Ce récit livre l'histoire de deux fillettes nées au coeur du règne du Roi Coton. "Il est un et il est mille" ce pays est fait d'hommes et de femmes qui ne sont pas égaux. Les blancs éduqués et les noirs pauvres, esclaves, biens meubles de leurs maîtres. le Docteur Mc Coy assiste un jour à une correction que va recevoir une petite mulâtresse du même âge que sa fille.

Il va l'acheter pour lui épargner la punition, la ramener chez lui. La baptiser Eve. Sera-t-elle traitée en esclave, pas tout à fait.
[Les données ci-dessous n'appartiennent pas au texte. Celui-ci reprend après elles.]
PR #2704, opened 2025-07-07
`prefer-includes`: Fix compatibility with Vue SFC

### LINKED ISSUE #2702: .vue file `indexOf` combined with the `not equal to` operator Exception
This is the initial code
```vue
<script setup lang="ts">
console.log([].indexOf(1) != -1);   
</script>

<template>
  <div></div>
</template>
```

The vscode ide will freeze for a while, and then the final vue file will be linted as the following code
```vue
<script setup lang="ts">
console.log([].indexOf(1) != -1);   
</script>

<template>
  <div></div>
</template>.includes(1));
</script>

<template>
  <div/>
</template>.includes(1));
</script>

...
```

`unicorn/prefer-includes`

 [repo](https://github.com/jevin98/eslint-plugin-vue-test-demo) The above is the repository address. After you clone the repository, run `pnpm install` and then save the file in `1.vue`

#2643 I saw an issue of type `issue` but I don't know if it's the same issue. If it's a duplicate, please close the issue.

fisker:
Fixes #2702


rules/prefer-includes.js
```diff
@@ -18,7 +18,11 @@ const getProblem = (context, node, target, argumentsNodes) => {
 	const tokenStore = sourceCode.parserServices.getTemplateBodyTokenStore?.() ?? sourceCode;
 
 	const memberExpressionNode = target.parent;
-	const dotToken = tokenStore.getTokenBefore(memberExpressionNode.property);
+	let dotToken = tokenStore.getTokenBefore(memberExpressionNode.property);
+	if (dotToken.value !== '.') {
+		dotToken = sourceCode.getTokenBefore(memberExpressionNode.property);
+	}
```
fisker: Hello @ota-meshi, sorry for bothering you.

In this case I need find the dot in

```
foo.indexOf
```

When it's in element attribute eg `v-if`, `sourceCode.parserServices.getTemplateBodyTokenStore().getTokenBefore(memberExpressionNode.property)`, I get the correct token, but when it's in `<script>`, I get the wrong token, what's the correct approach here? Do I need check if the JS code in attribute/template?

ota-meshi: Sorry for the late reply.

When parsing with vue-eslint-parser, we need to use `getTemplateBodyTokenStore()` to get a token inside a `<template>`, and `sourceCode` to get a token inside a `<script>`.

```js
	const tokenStore = (
			sourceCode.ast.templateBody
			&& sourceCode.ast.templateBody.range[0] <= target.range[0]
			&& target.range[1] <= sourceCode.ast.templateBody.range[1]
			&& sourceCode.parserServices.getTemplateBodyTokenStore?.()
		)
		|| sourceCode
```

fisker: Thanks, so we are using it all wrong, I'll update.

Eve n'a pas vraiment de statut, elle est autorisée à grandir au pied d'Eleanor pour lui tenir compagnie, l'amuser.

Toute l'histoire réside dans le statut de ses petites filles, prisonnières de leur condition. Une jeune femme blanche doit savoir jouer du piano, se tenir, savoir coudre. fabriquer des courtepointes. Eve apprendra à lire grâce à la couture, s'éduquera en secret, mais sera toujours l'ombre d'Eleanor.

Une jeune fille de bonne famille n'est éduquée que pour préparer un bon mariage, faire honneur à sa famille. Eleanor ne choisira pas, sa famille s'en chargera pour elle. Elle appartiendra au patrimoine Arlington et pas le contraire. Eve fera partie des bagages et des possessions de la jeune mariée.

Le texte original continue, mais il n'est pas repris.